You can point this at a folder of files and Petey will combine all the rows into a single output, with a `_source_file` column on each row. Use `pages` to target a specific range if the table only occupies part of the document (e.g. `pages: "3-22"`).

## CLI Reference

```bash
petey extract --schema schema.yaml ./pdfs/ -o results.csv
```

| Flag | Default | Description |
|------|---------|-------------|
| `--schema / -s` | required | Path to your YAML schema |
| `--model / -m` | `gpt-4.1-mini` | Model ID to use |
| `--concurrency / -c` | `10` | Number of concurrent API calls |
| `--output / -o` | stdout | Output file path |
| `--format / -f` | inferred | `csv`, `json`, or `jsonl` |
| `--instructions / -i` | — | Extra extraction instructions |
| `--parser` | `pymupdf` | PDF text extraction backend |
| `--ocr-fallback` | off | Fall back to OCR if no text layer is found |

## Notes

**Who this is for.** Petey is aimed at someone who has a large collection of PDFs that all share the same format and wants a reliable, low-effort way to get the data out of them.

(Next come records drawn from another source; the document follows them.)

PR #3019, opened 2025-02-18
GH-3018: Report the offending object in UniqueLangConstraint

### LINKED ISSUE #3018: Missing Value Node in `sh:uniqueLang` Constraint Validation Report
### Version

5.3.0

#### **Issue Description**
When the `sh:uniqueLang` constraint is violated, the validation report does not include the duplicated value node. This makes it difficult to identify which specific values caused the violation.

#### **Expected Behavior**
The validation report should provide the duplicated value node, allowing users to pinpoint the exact issue in their data.

#### **Steps to Reproduce**
1. Define a SHACL shape with `sh:uniqueLang true`.
2. Validate data that contains multiple values with the same language tag for a property.
3. Observe the validation report.

#### **Actual Behavior**
- The validation report states that the constraint was violated but does not indicate the specific duplicated value node.

#### **Expected Behavior**
- The validation report should include the exact value nodes that caused the violation.

##### **SHACL Shape**
```turtle
ex:BuildingShape a sh:NodeShape ;
    sh:targetClass ex:Building ;
    sh:property [
        sh:path ex:label ;
        sh:datatype rdf:langString ;
        sh:uniqueLang true ;
        sh:message "Each building label should have only one value per language." ;
    ] .
```

##### **Invalid Data**
```turtle
ex:Building1 a ex:Building ;
    ex:label "Building"@en , "Edifice"@en , "Gebäude"@de .
```

```shell

```

Yes

aliariff:
GitHub issue resolved #3018

Pull request Description:

Report the offending object in `UniqueLangConstraint`

----

 - [ ] Tests are included.

----

### DIFF
--- a/jena-shacl/src/test/files/std/core/property/uniqueLang-001.ttl
+++ b/jena-shacl/src/test/files/std/core/property/uniqueLang-001.ttl
@@ -64,6 +64,7 @@ ex:ValidInstance1
           sh:resultSeverity sh:Violation ;
           sh:sourceConstraintComponent sh:UniqueLangConstraintComponent ;
           sh:sourceShape ex:TestShape-testProperty ;
+          sh:value "Myself"@en ;
         ] ;
       sh:result [
           rdf:type sh:ValidationResult ;
@@ -72,6 +73,7 @@ ex:ValidInstance1
           sh:resultSeverity sh:Violation ;
           sh:sourceConstraintComponent sh:UniqueLangConstraintComponent ;
           sh:sourceShape ex:TestShape-testProperty ;
+          sh:value "I"@en ;
         ] ;
       sh:result [
           rdf:type sh:ValidationResult ;
@@ -80,6 +82,7 @@ ex:ValidInstance1
           sh:resultSeverity sh:Violation ;
           sh:sourceConstraintComponent sh:UniqueLangConstraintComponent ;
           sh:sourceShape ex:TestShape-testProperty ;
+          sh:value "Ich"@de ;
         ] ;
     ] ;
   mf:status sht:approved ;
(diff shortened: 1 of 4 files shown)


jena-shacl/src/test/files/std/core/property/uniqueLang-001.ttl
afs, line 1: There's a problem with this test because the validation report entry is about the first failure - the second node encountered with the same language tag. But there is no definite order from the "I", or "Me" nodes being tested and that means different validation report entries

I get about 50% failures on github CI.

I'm not sure what to do about this. In the test runner, there is way to choose which properties to test of equivalent of validation reports and that includes sh:values but that is useful in other cases.

NB `files/std/core/*` are direct copies from the SHACL test suite.

afs:
The only way I can think of is to have a "test mode" flag./ The flag would be an enum of two elements: "NORMAL" and "TEST". Horrible but changing the system for this one case is also horrible.

The flag could be a static in `ShaclSystem`. When set to TEST, the old way (to pass a null) is used and when not set (normal mode), the `obj`. 

The changes to be test from the WG test suite aren't needed.

aliariff:
> The only way I can think of is to have a "test mode" flag./ The flag would be an enum of two elements: "NORMAL" and "TEST". Horrible but changing the system for this one case is also horrible.
> 
> The flag could be a static in `ShaclSystem`. When set to TEST, the old way (to pass a null) is used and when not set (normal mode), the `obj`.
> 
> The changes to be test from the WG test suite aren't needed.

Hi @afs 

I have updated the PR as you suggested. Please take a look.

afs:
Thank you!

afs (approved):

Issue #335, opened 2024-01-10
Error: strict mode: unknown keyword: "afterRequest"


Harsh062:
I am getting the below error when executing the basic example provided in the docs in my NodeJs project:

```
/Users/harsh/Desktop/http-snippet-demo/node_modules/ajv/dist/compile/index.js:120
        throw e;
        ^

Error: strict mode: unknown keyword: "afterRequest"
    at checkStrictMode (/Users/harsh/Desktop/http-snippet-demo/node_modules/ajv/dist/compile/util.js:174:15)
    at checkUnknownRules (/Users/harsh/Desktop/http-snippet-demo/node_modules/ajv/dist/compile/util.js:32:13)
    at checkKeywords (/Users/harsh/Desktop/http-snippet-demo/node_modules/ajv/dist/compile/validate/index.js:120:34)
    at validateFunctionCode (/Users/harsh/Desktop/http-snippet-demo/node_modules/ajv/dist/compile/validate/index.js:19:9)
    at Ajv.compileSchema (/Users/harsh/Desktop/http-snippet-demo/node_modules/ajv/dist/compile/index.js:80:45)
    at Ajv.resolveSchema (/Users/harsh/Desktop/http-snippet-demo/node_modules/ajv/dist/compile/index.js:193:23)
    at Ajv.getSchema (/Users/harsh/Desktop/http-snippet-demo/node_modules/ajv/dist/core.js:279:43)
    at validateHarRequest (/Users/harsh/Desktop/http-snippet-demo/node_modules/httpsnippet/dist/helpers/har-validator.js:66:24)
    at /Users/harsh/Desktop/http-snippet-demo/node_modules/httpsnippet/dist/httpsnippet.js:262:56
    at Array.forEach (<anonymous>)
```

Example Code:
```
const express = require('express');
const { HTTPSnippet } = require('httpsnippet');

const app = express();

const snippet = new HTTPSnippet({
  method: 'GET',
  url: 'http://mockbin.com/request',
});

const options = { indent: '\t' };
const output = snippet.convert('shell', 'curl', options);
console.log(output);

const server = app.listen(8000, '0.0.0.0', () => {
  console.log('Example app listening at http://%s:%s', server.address().address, server.address().port);
});
```
httpsnippet version in package.json file: **^3.0.1**
NodeJs version: **18.17**

I am getting the same error via CLI as well when executing the below command:
`httpsnippet example.json --target shell --client curl --output ./examples`

[...]

Issue #270, opened 2022-05-30
Pre-compile HAR schema for validation


captn3m0:
`Ajv` is currently used in `httpsnippet` for [validating the HAR schema passed](https://github.com/Kong/httpsnippet/blob/f64080d7d5057b2df9d4223839e001ca8009afa5/src/helpers/har-validator.ts#L21). Using complete Ajv dependency makes `httpsnippet` require `'unsafe-eval` in the CSP policy, which is a security concern. (https://github.com/ajv-validator/ajv/blob/c3e203c2696e42ec107fe6a5a659fca54b2e4993/docs/security.md#content-security-policy).

As a workaround, since the schema for HAR is known (and already included), it can be pre-compiled into a validation function as part of the build. The [Ajv Docs](https://github.com/ajv-validator/ajv-cli#compile-schemas) have details on the same. 

This would move Ajv from a runtime dependency to a optional developer-dependency (as Ajv-cli) - only needed when `har-schema` is updated. This would bring a lot more benefits, including performance and bundle size improvements.

This request comes [via the Stoplight Elements](https://github.com/stoplightio/elements/issues/2141) project, which uses `httpsnippet` internally. Since httpsnippet doesn't offer a way to pre-compile schemas, this ends up breaking Elements in configurations which limit `unsafe-eval` via CSP.

jonluca:
I did exactly this and published the library to https://npmjs.com/package/har-validator-compiled, should help out with a few of the places that use har-scheme validation.

I just put up a diff to move over to this validator. https://github.com/Kong/httpsnippet/pull/297

PR #371, opened 2024-09-30
feat: replace ajv usage [INS-145]

### LINKED ISSUE #360: Httpsnippet uses ajv but doesn't actually depend on it
In an empty directory:

```bash
$ npm install httpsnippet
$ node
> require('httpsnippet')
Uncaught Error: Cannot find module 'ajv'
```

Used here: https://github.com/Kong/httpsnippet/blob/63650f3f6a921e4a617316ba12f14904d9af4b76/src/helpers/har-validator.ts#L1

Ajv is a dev dependency in this repo (via eslint) but not an actual dependency of the project.

vaibhavrajsingh2001:
The original aim was to replace the `ajv` JSON schema parser with a parser that's compatible with Cloudflare workers.
But turns out we don't really need to use a JSON schema parser.
We were only using it to validate HAR request schema during runtime, but we can instead use pre-compiled schema validators, like [`har-validator-compiled`](https://www.npmjs.com/package/har-validator-compiled).

Resolves: https://github.com/Kong/httpsnippet/issues/360 https://github.com/Kong/httpsnippet/issues/270 https://github.com/Kong/httpsnippet/issues/335


vaibhavrajsingh2001:
This was attempted previously as part of https://github.com/Kong/httpsnippet/pull/297 too.

jackkav (approved):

**Cheap and good, but not fast.** Every page goes through an LLM API call. That makes Petey accurate and cheap — a large batch costs a few dollars, not hundreds — but it is not fast in the way a pure parser would be. Processing thousands of documents takes time. Petey runs extractions concurrently to keep throughput up, but if raw speed is the constraint, an LLM-based approach may not be the right tool.

**Designed to be modular.** Petey is a framework as much as a tool. The PDF-to-text step, the OCR fallback, and the LLM backend are all swappable. The parser option (`pymupdf`, `tables`, `pdfplumber`) lets you choose how text is extracted before it ever reaches the model. The model flag lets you swap in any OpenAI or Anthropic model. The schema drives everything else. The goal is to make it easy to tune each layer independently as your documents and requirements change.